The message was posted Nov. 18 and contained racial slurs and threats of sexual violence.
It prompted university officials to initiate an investigation with the help of federal law enforcement agencies and third-party website providers to determine who was behind the post.
When university officials initially learned of the Facebook post, they sent a note to students to assure them the incident was being taken seriously.
School officials sent out a follow-up note Monday after it became clear the incident was a hoax. Officials also took the unusual step of posting a Frequently Asked Questions section to help students understand the incident.

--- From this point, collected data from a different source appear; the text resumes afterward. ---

PR #4813, opened 2019-07-19
Make cluster_test and utils_test run in isolation

tstromberg:
This PR reduces "make test" latency on Travis from 9.1 minutes to 3.6 minutes, by making the following changes:

- cluster_test: Consistently use MockDriver instead of DefaultVMDriver ("virtualbox")
- api_mock: Use a random profile name to avoid operating against the default ("minikube")
- utils: Remove unused ParseSHAFromURL and it's ill-conceived test that takes >30s to execute


tstromberg:
@minikube-bot OK to test

medyagh:
wow this is amazing ! it  finished in 4 min 24 sec ! it used to be 9.5 mins.  thank you sooo much for this.

pkg/util/utils_test.go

“Once University officials knew that the nature of the incident was different than it first appeared, the University could not allow the inaccurate story to stand. That would not have served our community,” a portion of the FAQ read.
“The owner of the Facebook account claimed responsibility for the posting,” it stated.
According to a person with knowledge of the incident, it appears the student’s fake message was a misguided attempt to draw attention to the issues of race and sexual abuse.
Student activist Vincente Perez told the school’s newspaper, the Chicago Maroon: “Someone felt they had to show something extreme to get people to care. Think about that. This is not a justification. But think about what the weight of apathy can force people to do.”
A university spokesperson refused to comment on any disciplinary action that may be taken against the student who posted the Facebook message.
The Facebook incident comes after the Hyde Park campus has been roiled by debate over cultural and racial insensitivity in recent weeks.
The debate was stirred up after students who took offense to the Halloween costumes of classmates who dressed as “cholos” — a racially insensitive caricature of Latino men, often connoting criminality.